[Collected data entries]
- - - - -

Issue #4371, opened 2022-03-16
zypper fails to install with specified version


tover99:
### Summary

If a package is already installed on the target system, the zypper module fails to install a specified different version, claiming it's already there.

### Issue Type

Bug Report

### Component Name

zypper

### Ansible Version

```console (paste below)
$ ansible --version
ansible [core 2.12.2]
  config file = None
  configured module search path = ['/root/.ansible/plugins/modules', '/usr/share/ansible/plugins/modules']
  ansible python module location = /usr/lib/python3.8/site-packages/ansible
  ansible collection location = /root/.ansible/collections:/usr/share/ansible/collections
  executable location = /usr/bin/ansible
  python version = 3.8.10 (default, May  6 2021, 00:05:59) [GCC 10.2.1 20201203]
  jinja version = 3.0.3
  libyaml = True
```

### Community.general Version

```console (paste below)
$ ansible-galaxy collection list community.general

# /usr/lib/python3.8/site-packages/ansible_collections
Collection        Version
----------------- -------
community.general 4.4.0

```

### Configuration

```console (paste below)
$ ansible-config dump --only-changed

```

### OS / Environment

```console (paste below)
# cat /etc/os-release
NAME="SLES"
VERSION="15-SP2"
VERSION_ID="15.2"
PRETTY_NAME="SUSE Linux Enterprise Server 15 SP2"
ID="sles"
ID_LIKE="suse"
ANSI_COLOR="0;32"
CPE_NAME="cpe:/o:suse:sles:15:sp2"

```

- - - - -

» **REQUIRED WORK**: All lines with the word "packages" need to be copied from the data above.

» **WRITTEN SOLUTION**:
  ansible python module location = /usr/lib/python3.8/site-packages/ansible
# /usr/lib/python3.8/site-packages/ansible_collections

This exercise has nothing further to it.